Take a little time to look at the number of files, and look at some of the files.

Process

As with Cats Vs. Dogs, the process for performing classification is:

Organizing Data -> Generating Spectrums -> Training the Neural Network -> Running the Neural Net.

Organizing Data

The UrbanSound dataset comes with most of the data in a folder called data. To see the same notebook code that we used in Cats Vs Dogs, the folders in UrbanSound/data need to be moved up a level so that the directory tree structure looks like this:

.
├── Cats-Vs-Dogs
│   ├── Cats
│   └── Dogs
└── UrbanSound
    ├── air_conditioner
    ├── car_horn
    ├── children_playing
    ├── data
    ├── dog_bark
    ├── drilling
    ├── engine_idling
    ├── gun_shot
    ├── jackhammer
    ├── siren
    └── street_music

Generating Spectrums

The next step is to compute images from the audio data.

The notebook GeneratingSpectrums2.ipynb in the 01_Spectrum Generation folder will allow you to select which dataset in the 'AudioData' folder you wish to use.

Another update to GeneratingSpectrums2.ipynb, is that you can select your Spectrum Variables file. You can add to the Standard.SpecVar by using SpectrumsSettingTool2.ipynb, playing with Spectrum settings, and saving them.

Training the Neural Network

As before, we will be using a the ResNet CNN.

Please open the notebook TrainingResNets2 in the folder 02_Training.
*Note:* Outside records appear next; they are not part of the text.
PR #165, opened 2022-04-12
WIP: CI: use conda to install sox

hagenw:
This uses conda to install sox on all platforms as it was failing with choco under Windows.

As an alternative we can also still wait for a new release of `audiofile` and remove the installation of `sox` altogether.

### DIFF
--- a/.github/workflows/test.yml
+++ b/.github/workflows/test.yml
@@ -35,19 +35,24 @@ jobs:
       with:
         python-version: ${{ matrix.python-version }}
 
+    - name: Set up conda
+      uses: s-weigand/setup-conda@v1
+      with:
+        activate-conda: false  # don't switch Python version
+
+    - name: Install sox using conda
+      # MP3 support under Linux and macOS, see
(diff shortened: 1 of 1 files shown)


hagenw:
At the moment we only need `sox` to avoid a failing test when building the documentation (compare https://github.com/audeering/audformat/pull/166) as `audiofile` throws a warning when running `import sox` without an available binary. I think this could be fixed inside `audiofile` by moving the `import sox` statement inside the `try` statement.

frankenjoe:
> I think this could be fixed inside `audiofile` by moving the `import sox` statement inside the `try` statement.

Yes, I already to suggest this, too. Would be nice if we get rid of the message.

frankenjoe:
> As an alternative we can also still wait for a new release of `audiofile` and remove the installation of `sox` altogether.

Yes, I think that makes sense, otherwise we will have to add the `conda` workaround in almost all our packages now.

hagenw:
Closing in favor of #167

PR #166, opened 2022-04-12
WIP: CI: don't install sox

hagenw:
Just a test to see what happens if we don't install `sox`.


hagenw:
Closing in favor of #167

PR #168, opened 2022-04-14
Allow pandas>=1.4.x

### LINKED ISSUE #169: Figure out why `pd.read_csv()` fails with `pandas >= 1.4.0`.
See https://github.com/audeering/audformat/pull/142#issuecomment-1020175759 and https://github.com/audeering/audformat/pull/168

hagenw:
Closes #169

With #171 we can add support for pandas >= 1.4.0.

### DIFF
--- a/setup.cfg
+++ b/setup.cfg
@@ -34,7 +34,7 @@ install_requires =
     pyyaml >=5.4.1
     # https://github.com/audeering/audformat/pull/101
     # https://github.com/audeering/audformat/pull/142
-    pandas >=1.1.5,!=1.3.0,!=1.3.1,!=1.3.2,!=1.3.3,!=1.4.0
+    pandas >=1.1.5,!=1.3.0,!=1.3.1,!=1.3.2,!=1.3.3
 setup_requires =
     setuptools_scm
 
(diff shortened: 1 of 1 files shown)


hagenw:
Seems like our code does still not work with `pandas>=1.4.0` (it installed 1.4.2 in the CI job). So maybe we should open an issue here pointing out, that we need to fix this maybe ourselves?

frankenjoe:
Do you know where we initially discussed why it is failing. I think it was related to the `DataFrame.to_csv()` function.

hagenw:
> Do you know where we initially discussed why it is failing. I think it was related to the `DataFrame.to_csv()` function.

https://github.com/audeering/audformat/pull/142#issuecomment-1020186163

frankenjoe:
Thanks, so it's actually the `read_csv()` function causing the issues. So yes we probably have to take a closer look why it happens, maybe they changed a default argument or something like this.

hagenw:
> Thanks, so it's actually the `read_csv()` function causing the issues. So yes we probably have to take a closer look why it happens, maybe they changed a default argument or something like this.

Can you open an issue so we don't forget it.

frankenjoe:
https://github.com/audeering/audformat/issues/169

frankenjoe:
A fix is provided in #170

frankenjoe:
@hagenw tests are passing! Please assign to me and I will merge.

hagenw:
Great

PR #170, opened 2022-04-14
WIP: Support pandas 1.4.x

### LINKED ISSUE #169: Figure out why `pd.read_csv()` fails with `pandas >= 1.4.0`.

frankenjoe:
Closes #169 

Since pandas 1.4.0 `DataFrame.to_csv()` no longer works for categories with dtype `Int64` so we have to temporarily convert to plain `Int64`. With older pandas versions we don't need the workaround so we have to exclude it from code coverage for the moment.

This notebook has been renovated to allow the selection of other GeneratedData sets of Spectrograms, and has more labels between cells to help you understand what is happening at different places in the code.

The training will take much longer than Cats vs. Dogs, especially if you enable training on all variables instead of just the last layer.

Running the Neural Net (Inference)

Try out your neural net using ResNetInferenceInteractive in the folder 03_Running! Does it work as well as Cats vs. Dogs? Why or why not?

As promised, this version of the Inference functions provides more details on how the code responds to the inferences made by the neural net than ResNetInference .

Train a NN with the Stanford Sounds Dataset

Try this again with the Stanford Sounds Dataset! Also, feel free to pad the sounds from that dataset with other sounds from Freesound.